The NY Times’ standards are clearly not what they used to be. Of course, they did mess up in 2004 when they admitted that its flawed reporting during the build- up of the war in Iraq helped to foster the mistaken belief that Iraq possessed weapons of mass destruction.
So – they are anything but “perfect.”
A recent editorial called Some Carriages Should Not Be Horseless - 8/4/11, seemed more likely to have come from one of the tabloids than the “paper of record”… an editorial that suggested to me that someone in power may have called in a favor to have this written …too much of a coincidence that it was published soon after three recent carriage horse accidents. It was an editorial that was filled with assumptions, biases and incorrect, arrogant pronouncements.
It starts out by suggesting that the horses are not allowed on the street when it is 90 degrees or under 18 degrees.
Maybe, maybe not.
The ASPCA is the only agency mandated by law to determine the ambient temperature for the horses and they have a special thermometer to do so. If the ASPCA officers are not at the hack line to take the reading, any of the other sources – whether the large CNN thermometer in Columbus Circle, weather.com, weather underground or 1010 WINS could read 95 and the drivers do not have to go back to the stable. The officer must officially suspend the operation for the day.
However, there is no provision in the law for how the suspension is to be lifted – so drivers have been known to check the radio for a reading and come out when they feel like it and when the ASPCA officers are not there.
Messed up? You bet.
But the Times naively thinks in fantasy land terms where laws are not only clear and direct, but obeyed and adequate.
In a rebuttal article written by Doris Lin of About.com on August 8, All Carriages Should be Horseless, Lin describes a situation a few years back when it took the ASPCA two hours to get all the drivers to go back to their stables during a snow storm. Why? Lin retorts “They care more about making a buck than they do about the horses.” I agree.
The horses work a nine-hour day, seven days a week. No days off. And the so called five week “vacation” is not what it is cracked up to be. The provision is unenforceable.
The ASPCA is not going to travel to Pennsylvania to see if the horse is grazing in a field or pulling a plow. Besides, for 47 weeks a year, the horses have no access to pasture other than to see grass over their blinders as they pull carriages through Central Park.
The NYS Horse Health Assurance Program NYSHHAP, which is part of the NYS government, recommends that horses work no more than four hours a day. This is only one of the reasons why the carriage trade does not qualify for voluntary certification. NYSHHAP is a certification program to promote equine health, care and welfare through the use of certain “best management practices” or standards.
The editorial goes on to insult State Senator Tony Avella and Assemblywoman Linda Rosenthal by suggesting that they introduced a bill to ban the horse-drawn carriage business in response to the three recent accidents, essentially jumping on a bandwagon like ambulance chasers.
Absolutely not true.
Senator Avella first introduced this bill in the City Council in 2007 and the present state version in June 2011. Rosenthal has been a big supporter of animal issues for many years and was happy to sign on to this bill.
It appears that the Editorial Board used the carriage industry as its source of information.

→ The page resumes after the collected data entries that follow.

PR #374, opened 2018-05-19
use interface changed message to detact if we have to re-subscribe an…

ofaletse:
@lvdheever or @ajoubertza please review.

Cbf config health subscription occur during init and during websocket re-connection, if there are some sensors that are added to the component after init, we will fail to subscribe to the new sensors, this imply we will not get updates from the newly added sensors. The workaround(temporary solution) thennn was to: 

1. Refresh browser so that init can be called. 
2. Check if there are new sensors(diff) and subscribe during sensorUpdate event, the problem with this implementation is that if there is no sensor update then subscription of new sensor will not be called. 

Clearly the above two workaround proved not to be ideal, to resolve the above case, the following solution(this PR) was adopted:
 
* Detects when an interface changed message is received(number of sensors changed) Note the interface changed we listening to is a NATS subject that we subscribed to.
* Unsubscribe to the pre-existing sensors.
* List all sensors that the component(cbf) have and subscribe again.

One of the change was to remove the hacking functions that were developed as a temporary measure(2). 
_As always the dist files will be added to after the PR is added._

JIRA: [CB-2819](https://skaafrica.atlassian.net/browse/CB-2819)


app/health/config-health-view/config-health-view.js
```diff
@@ -112,52 +109,9 @@
...
-                        sensors = vm.getDiffSensors(vm.subscribedSensors, vm.newList);
-                        sensors.forEach(function (sensor) {
-                            MonitorService.subscribeSensor(sensor);
-                            vm.subscribedSensors.push(vm.newList[sensor]);
-                        });
-                    }
-                }
-            });
-        };
+        var unbindReconnected = $rootScope.$on('interfaceChangedMessage', vm.initSensors);
```
lvdheever: I don't think you can re-use "unbindReconnected" here as it is used below for the websocketReconnected event.
Also - do you need to add "unbindInterfaceChanged" to Line 130 below with the other unbinds?

app/services/monitor-service.js
```diff
@@ -196,6 +196,10 @@
                         UserLogService.receivedUserlogMessage(msg.subject, data);
                     } else if (msg.subject.startsWith('portal.auth')) {
                         SessionService.receivedSessionMessage(msg.subject, data);
+                    } else if (msg.subject.startsWith('interface_changed')) {
+                        if (angular.isString(data) && data.startsWith('cbf')) {
+                            $rootScope.$emit('interfaceChangedMessage')
+                        }
```
lvdheever: I like this solution based on interface changed. However, not having followed the detail I have some questions.

It will be better if we do not restrict this to "cbf" only as it will be similar for any other Config Health view using any other component. If there is an interface changed on any component, then it will be good to handle that too in future. I am thinking that one could open a SYS config health display, then issue a "refresh-config" which may bring in a new antenna, and thus new SYS sensors and SYS will issue interface changed, or Subarray issues interface changed when it creates new precise time sensors. Although it is not the current use case, this generalisation will be good to build in now. 
Also then need to not make a single `interfaceChangedMessage` but keep the specification of which component issued the interfaceChangedMessage. That way the Config Health or other KatGUI forms can be more intelligent on whether they need to refresh its subscriptions depending on which component issued the interfaceChangedMessage. With the current implementation all the CBF displays for CBF1..4, CBF_DEV_1..4, CBF_MON_1..4 and CBFMON_DEV_1..4 will all refresh if any one of these CBF components issued an interface changed. We can then make the subscribers react to the `interfaceChangedMessage` more intelligently if the component is included in the emit.
For now, just make sure to include the component to the `interfaceChangedMessage` here and not restrict it to `startswith('cbf')`. We can then add the `startswith('cbf')` to config-health-view.js for now.

ajoubertza: There are many NATS messages starting with `interface_changed.`, which is the prefix we have subscribed to on line 151.  Besides normal KATCP interface changes, there is also a message for every sensor added and every sensor removed as part of the change. 

Some examples of the raw NATS messages are shown below (note: this is from a telnet session, before they are parsed, packaged and shipped over the websocket).
"plain" interface changed message:
```
MSG interface_changed.cbfmon_2 123 8
cbfmon_2
```
Add sensor message:
```
MSG interface_changed.add_sensor.cbf_roach_2.i0_state 123 316
{"status":"error","name":"cbf_roach_2_i0_state","component":"cbf_roach_2","original_name":"cbf_roach_2.i0-state","value":"disconnected","value_ts":1526888819.8865630627,"params":"['disconnected', 'syncing', 'synced']","time":1526888819.8874249458,"type":"discrete","description":"State of the device handler for i0"}
```
Remove sensor message:
```
MSG interface_changed.remove_sensor.cbfmon_2.i0_xhost01_network_cnt 123 80
{"escaped_name":"i0_xhost01_network_cnt","component":"cbfmon_2"}
```

Are you doing the `isstring` check to try and filter out the "plain" changes?

ofaletse: Yes. I am filtering out all the 'object' type messages(interface_changed.remove_sensor and interface_changed.add_sensor).

ofaletse: Please see the commit, as per our verbal discussion.

app/services/monitor-service.js
```diff
@@ -197,8 +197,8 @@
                     } else if (msg.subject.startsWith('portal.auth')) {
                         SessionService.receivedSessionMessage(msg.subject, data);
                     } else if (msg.subject.startsWith('interface_changed')) {
-                        if (angular.isString(data) && data.startsWith('cbf')) {
-                            $rootScope.$emit('interfaceChangedMessage')
+                        if (angular.isString(data)) {
```
lvdheever: May be good to add a comment here that you filter out interfaceChangedMessage.addSensor and interfaceChangedMessage.removeSensor objects so that only interfaceChangedMessage.<component> are emitted.

PR #378, opened 2018-05-31
User/bulelani/cb 2897/change maintenance blocks background

bxaia:
Changed the border to be smaller as opposed to what the name of the branch suggests. The background of the maintenance blocks remains showing the status of the particular sensor/device/antenna.

@ofaletse @lvdheever please review


app/health/health.less
```diff
@@ -69,14 +69,9 @@
...
-    stroke: #9C27B0 !important;
-    color: #fff;
-    border: 8px solid #9C27B0 !important;
-    text {
-        stroke: transparent;
-        fill: white;
-        font-weight: bold;
-    }
+    border: 2px solid #9C27B0;
+    background-color: #9C27B0;
```
lvdheever: Did we not say that the backbround-color will still be the status color and not purple? Does this change do that?

bxaia: The background-color will still remain the status color, this change here is only applied on the legend as legend was now showing a nominal state colour isntead of the purple colour. The code that actually keeps the background-color to be status color is in health.js line 73 - 89, pasted below:

```  
            if (sensorValue) {
                var inMaintenance = vm.sensorValues.katpool_resources_in_maintenance;
                if (inMaintenance && (
                    inMaintenance.value.indexOf(sub.sensor.replace('agg_', '').split('_')[0]) > -1 ||
                    inMaintenance.value.indexOf(sub.component) > -1)) {
                    statusClassResult.push('in-maintenance-child');
                }
                statusClassResult.push(sensorValue.status + '-item');
```

lvdheever: Tx

PR #379, opened 2018-06-05
User/ofaletse/cb 3016/add maintenance receptor health

ofaletse:
@lvdheever please review

This PR adds receptor health view requested by maintenance team. See the details below

[Maintenance Health.pdf](https://github.com/ska-sa/katgui/files/2070892/Maintenance.Health.pdf)


lvdheever:
@ofaletse Please add this PDF to the katcamconfig PR. The comments I made there (like DIG should not be under AP and adding some other bands) can be verified against this PDF. Please make sure that the content in the PDF is reflected in the katcamconfig PR.

PR #381, opened 2018-06-22
subscribe to messege portal.cache_update_done and process the data th…

ofaletse:
@ajoubertza please review

This PR subscribe to message _portal.cache_update_done_ and process the data that is received by determining if the message is from _cbfmon_ first and then subscribe to the sensors.

I tested the entire chain that proved to be working.

[Jira](https://skaafrica.atlassian.net/secure/RapidBoard.jspa?rapidView=1&projectKey=CB&modal=detail&selectedIssue=CB-2819&quickFilter=12)

### DIFF
--- a/app/health/config-health-view/config-health-view.js
+++ b/app/health/config-health-view/config-health-view.js
@@ -109,8 +109,8 @@
             $rootScope.$emit('redrawChartMessage', {size: vm.treeChartSize});
         };
 
-        var handleInterfaceChanged = $rootScope.$on('interfaceChangedMessage', function (event, component) {
-            if (component.startsWith('cbfmon')) {
+        var handleInterfaceChanged = $rootScope.$on('portalCacheUpdateDone', function (event, data) {
+            if (JSON.parse(data.component).component.startsWith('cbfmon')) {
                 vm.initSensors();
             }
         });
--- a/app/health/config-health-view/config-health-view.js
+++ b/app/health/config-health-view/config-health-view.js
@@ -110,7 +110,7 @@
         };
 
         var handleInterfaceChanged = $rootScope.$on('portalCacheUpdateDone', function (event, data) {
-            if (JSON.parse(data.component).component.startsWith('cbfmon')) {
+            if (data.component.startsWith('cbfmon')) {
                 vm.initSensors();
             }
         });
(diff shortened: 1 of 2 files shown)


app/health/config-health-view/config-health-view.js
```diff
@@ -109,8 +109,8 @@
             $rootScope.$emit('redrawChartMessage', {size: vm.treeChartSize});
         };
 
-        var handleInterfaceChanged = $rootScope.$on('interfaceChangedMessage', function (event, component) {
-            if (component.startsWith('cbfmon')) {
+        var handleInterfaceChanged = $rootScope.$on('portalCacheUpdateDone', function (event, data) {
+            if (JSON.parse(data.component).component.startsWith('cbfmon')) {
```
ajoubertza: Fix the content of the published message in https://github.com/ska-sa/katportal/pull/332 (i.e. just sending component, instead of all the other data), will require a change here.  We won't need to specify `.component` twice.

app/health/config-health-view/config-health-view.js
```diff
@@ -109,8 +109,8 @@
             $rootScope.$emit('redrawChartMessage', {size: vm.treeChartSize});
         };
 
-        var handleInterfaceChanged = $rootScope.$on('interfaceChangedMessage', function (event, component) {
-            if (component.startsWith('cbfmon')) {
+        var handleInterfaceChanged = $rootScope.$on('portalCacheUpdateDone', function (event, data) {
+            if (data.component.startsWith('cbfmon')) {
```
lvdheever: I am not sure that we still need this restricted to cbfmon only - ideally we want to handle the portal cache update done event correctly for all components on all displays. Although the cgfmon may be the only use case we have encountered yet.
E.g. what if the ANC config health display is opened before the ANC got all its sensor registered (I'm thinking of some sensors like ganglia metrics which may be "late") or subarray manager that add some sensors on activation.
Now that we properly handle the fact that the sensor list cache update is done we should be able to do this for all components for which this display has sensors. But this work can be done in subsequent PR.

ofaletse: I hear you @lvdheever, and you are right. Reality is that calling _vm.initSensors()_ is very expensive. So yes lets handle it in the other PR's.

PR #383, opened 2018-06-28
config health changes for sunburst.

bxaia:
GUI changes for config health work to function properly.
Below is the screen shot of the test page. 

screen shot 2018-06-26 at 21 25 45


app/d3/receptor-health-sunburst-map.js
```diff
@@ -108,9 +108,14 @@ angular.module('katGui.d3')
                             var prefix = d.prefix? d.prefix : '';
                             var classStr = '';
                             var dataName = '';
+                            debugger;
                             if (scope.dataMapName instanceof Object) {
                                 dataName = d.component + '_' + d.sensor;
-                                classStr = dataName;
+                                if (d.component == "all") {
+                                  classStr = dataName = d.sensor;
+                                } else {
```
lvdheever: Not important, but it will be clearer to put line 113 with the "dataName" assignment in the 'else' statement here.

PR #384, opened 2018-06-29
now links pointing to logtrail

ofaletse:
@bxaia  or @lvdheever 
Please review, This PR creates links that point to logtrail
screen shot 2018-06-29 at 8 32 16 am

No Jira


app/app.js
```diff
@@ -422,28 +422,18 @@
                 kibanaUrl = [
                     "http://",
                     ConfigService.systemConfig.system.kibana_server,
-                    "/app/kibana#/discover?_g=(refreshInterval:(display:Off,pause:!f,value:30000),",
-                    "time:(from:now-10m,mode:relative,to:now))&",
```
ajoubertza: Do we now configure the amount of history to display on logstash instead of as part of the URL?
How much history comes up by default?

ajoubertza:
It will be good to kat-update devlab after this so that the logs are working again.  I'll make a ticket for the next sprint.

app/app.js
ofaletse: We now set this in logtrail config, the default is 1 day. Might be too much but the latest logs are  displayed first. It looks ok according to me.

ofaletse:
Okay, will give it a try now after merging.

lvdheever:
Logtrail looks great but I am a bit worried with this merge to master because it means we have broken it for the RTS upgrade in the coming sprint. We do not want to run different Elastic clusters for RTS and MKAT and Ofaletse said that the logtrail upgrade was not great. If we need to do the logtrail upgrade for RTS it will affect MKAT. 

I have made a ticket in the RTS epic to resolve this. Ofaletse, please start thinking about what is needed to test in camlab to resolve this before the RTS Karoo upgrade and add that to the ticket.

ofaletse:
@lvdheever Good point Lize. I will start thinking of this.
@gtrymore when you get a second may you please, get the lab server ready, I would like to add ELK Cluster.

PR #412, opened 2018-11-21
Fix the percentages of resources used in sub-arrays

ofaletse:
@bxaia or @xinyuwu or @ajoubertza please review.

It seems that they are not subject to being fact checked and can write whatever they want.
The writer goes on to say that the horse involved in a recent accident near the Plaza was not injured – ignoring the many pictures of the horse with blood streaming down his chest - pictures that made their way to several media outlets including Issues with Jane Velez-Mitchell.

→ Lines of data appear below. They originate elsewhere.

PR #414, opened 2018-11-23
Fixing compound tags on sensor-list

bxaia:
Handling a case where sensors are divided with underscores, for formulation of compound tags on sensor-list page, where compound tags were not populating for sensors divided with underscores only.

Dist. files will be added once PR has been approved. Please find below screen-shots of the derived 

Jira: MT-295

screenshot 2018-11-23 at 15 58 37

screenshot 2018-11-23 at 15 59 08

### DIFF
--- a/app/sensor-list/sensor-list.js
+++ b/app/sensor-list/sensor-list.js
@@ -94,10 +94,23 @@
               " Time: " + sensor.received_timestamp +
               "\nValue: " + sensor.value
               startTime = sensor.timestamp
-              compoundTag = $rootScope.deriveCompoundTag(sensor.original_name)
-              if (compoundTag) {
+              if (sensor.original_name){
+                compoundTag = $rootScope.deriveCompoundTag(sensor.original_name)
+                if (compoundTag) {
                   compoundTags.push(compoundTag)
-              }
+                }
+              } else {
+                  _device_name = sensor.shortName.split(/_(.+)/)[0]
+                  _sensor = sensor.shortName.split(/_(.+)/)[1]
+                  if (_device_name && _sensor) {
+                    sensor.shortName = _device_name.concat('.', _sensor)
+                  }
+                  original_name = sensor.component.concat('.', sensor.shortName)
+                  compoundTag = $rootScope.deriveCompoundTag(original_name)
+                  if (compoundTag) {
+                    compoundTags.push(compoundTag)
+                  }
+                }
           }
           var tag = _.findWhere(
               UserLogService.tags,
--- a/app/sensor-list/sensor-list.js
+++ b/app/sensor-list/sensor-list.js
@@ -94,16 +94,16 @@
               " Time: " + sensor.received_timestamp +
               "\nValue: " + sensor.value
               startTime = sensor.timestamp
-              if (sensor.original_name){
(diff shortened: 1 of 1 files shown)


app/sensor-list/sensor-list.js
```diff
@@ -94,10 +94,23 @@
...
-              compoundTag = $rootScope.deriveCompoundTag(sensor.original_name)
-              if (compoundTag) {
+              if (sensor.original_name){
+                compoundTag = $rootScope.deriveCompoundTag(sensor.original_name)
+                if (compoundTag) {
                   compoundTags.push(compoundTag)
-              }
+                }
+              } else {
+                  _device_name = sensor.shortName.split(/_(.+)/)[0]
```
ajoubertza: What does the `_` prefix in this name indicate?  Also, we favour camel case naming in JavaScript.

ajoubertza: The first part of a sensor name on a component is not always a device, but it is a reasonable approximation, if we don't have any other info.

app/sensor-list/sensor-list.js
```diff
@@ -94,10 +94,23 @@
...
+                  _sensor = sensor.shortName.split(/_(.+)/)[1]
+                  if (_device_name && _sensor) {
+                    sensor.shortName = _device_name.concat('.', _sensor)
```
ajoubertza: Does this also modify the `sensor` object in the original container `vm.sensorValues` (see line 91)?  If so, should we be modifying it?

app/sensor-list/sensor-list.js
```diff
@@ -94,10 +94,23 @@
               " Time: " + sensor.received_timestamp +
               "\nValue: " + sensor.value
               startTime = sensor.timestamp
-              compoundTag = $rootScope.deriveCompoundTag(sensor.original_name)
-              if (compoundTag) {
+              if (sensor.original_name){
```
ajoubertza: Please add a space before the `{`

app/sensor-list/sensor-list.js
```diff
@@ -94,10 +94,23 @@
...
+                compoundTag = $rootScope.deriveCompoundTag(sensor.original_name)
+                if (compoundTag) {
                   compoundTags.push(compoundTag)
-              }
+                }
+              } else {
+                  _device_name = sensor.shortName.split(/_(.+)/)[0]
+                  _sensor = sensor.shortName.split(/_(.+)/)[1]
```
xinyuwu: Do you need to check if length of sensor.shortName.split(/_(.+)/) is two before doing _sensor = sensor.shortName.split(/_(.+)/)[0] and [1] to be sure?

app/sensor-list/sensor-list.js
bxaia: ok, thanks

app/sensor-list/sensor-list.js
ajoubertza: I disagree - the `sensor` object is a reference to the object in the map, so "both" get changed. 
For example:
image

In this case, no change is required since the `shortName` field isn't used anywhere else in the controller.

ajoubertza:
@bxaia Did you update the dist files first, before merging?

PR #423, opened 2019-01-17
Add navigation links in process control and sensor list

ofaletse:
@xinyuwu or @bxaia please review.

This PR makes navigation a bit easy
* Right-click a sensor from sensor-list and open sensor-graph.
* Add a functionality to be able to open a logtrail and navigate to sensor list from process control display.
* From process control display navigate easily to the sensor-list from the selected component/proxy.


ofaletse:
@xinyuwu Thanks for the review.

@ajoubertza Please come to my desk when ready for the exclusive wonderful demo. Just on a different  Xinyu and I are of the view that the dist files are pointless, to be committed especially because Xinyu will be adding two PR's soon. We of the view that Jenkins(tick) is sufficient to tell if one introduce a bug or not. I think it is counterproductive to be changing binary files that are not used. In case you have a different view please share, and I can add the dist files later if you perhaps see being valuable.

I will therefore merge this ticket(while your busy).

PR #424, opened 2019-01-18
User/xinyuwu/mt 344/update skarab health page

xinyuwu:
New skarab health page connected to skarab sensors (simulated)


ofaletse:
@xinyuwu Slots labels, are they not suppose to be the other way around? i.e ```05``` being at the top and ```40``` being at the bottom. The same applies to Rack labels.
Just asking, No need to change if it looks ok, in the eyes of the user and developer

app/d3/skarab-health-view.js
```diff
@@ -10,146 +10,172 @@ angular.module('katGui.d3')
...
+              height = element[0].clientHeight - margin.top - margin.bottom;
+
+              unitWidth = width/scope.vm.NUM_OF_RACKS - 2;
+              unitHeight = height/scope.vm.NUM_OF_SLOTS - 2;
 
-              radius = width/(scope.vm.NUM_OF_SLOTS*2)-5;
               d3.select('svg').remove();
 
-              d3.select(element[0]).append("svg")
+              var tooltipdiv = d3.select(element[0]).append("div")
```
ofaletse: It looks like you are no longer using the tool tip. Was this intended? Last time I check you where showing tool tip on a sensors that ware not nominal.

app/d3/skarab-health-view.js
```diff
@@ -10,146 +10,172 @@ angular.module('katGui.d3')
...
+                            })
+                            .on('mouseout',function (d) {
+                              d3.select(this)
+                               .style("fill-opacity", 1)
+                               .style("stroke-width", 0)
+                               .style("cursor", "default");
+                            })
+                            .on('click', function(d){
+                              if (d.name) {
+                                var components = d.name.split('\.');
```
ofaletse: This might fail(I think). You might consider handling a general exception here.

xinyuwu:
@ajoubertza <https://github.com/ajoubertza> double checked the skarab
health specification. Layout is the other way round from initial
implementation, ie B9 - B1 left to right, slot 42 to slot 1 top to bottom.
Replicating the exact hardware layout is top priority for skarab health
view, thus changed to match accordingly.

app/d3/skarab-health-view.js
```diff
@@ -10,146 +10,172 @@ angular.module('katGui.d3')
...
             var width, height, radius;
 
             scope.vm.redrawStatus = function () {
 
-              width = element[0].clientWidth-margin.left-margin.right;
-              height = width*scope.vm.NUM_OF_RACKS/scope.vm.NUM_OF_SLOTS;
+              width = element[0].clientWidth - margin.left - margin.right;
+              height = element[0].clientHeight - margin.top - margin.bottom;
+
+              unitWidth = width/scope.vm.NUM_OF_RACKS - 2;
```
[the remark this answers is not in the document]
xinyuwu: That's for the border between the rectangles.

app/d3/skarab-health-view.js
xinyuwu: Now that the text is displayed for all skarabs regardless of state and if you click on one it takes the user to the corresponding sensors, there does not seem to be need for tooltip. It can be restored easily if required.

app/d3/skarab-health-view.js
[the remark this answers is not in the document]
xinyuwu: defined a variable 'border' to make code more readable

app/d3/skarab-health-view.js
xinyuwu: Deleted tooltip div to make code less confusing.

One of the most ridiculous statements was that people actually come to NYC to take a carriage ride suggesting that they might not visit if it was shut down. People may take the ride as an afterthought if they are in the neighborhood – but the real magic comes from Broadway shows, top rate restaurants, wonderful museums and concert halls, the fabulous shopping experience.
Carriage horses? I don’t think so.
As for the last comment about the horses being treated well and being closely monitored by the city -- really? The fact that the law requires stalls to be a minimum of 60 square feet, which is less than one half what they should be; the fact that the horse gets no pasture time for 47 weeks out of the year; the fact that drivers often negotiate heavy traffic, using their horses as battering rams and taking risks by using cell phones, standing up, reading magazines, turning around to take pictures while driving … how does this equate to horses being treated well?
There are many people who believe that a horse working between the shafts of his carriage for nine hours straight a day – without the ability to scratch an itch is not the way they were intended to live.
It is unethical and inhumane.
We started this campaign in 2006. Our website has a wealth of information. It is hard to fight this battle when the NY Times with all its power and prestige is allowed to write such an untruthful editorial and will not even publish a rebuttal.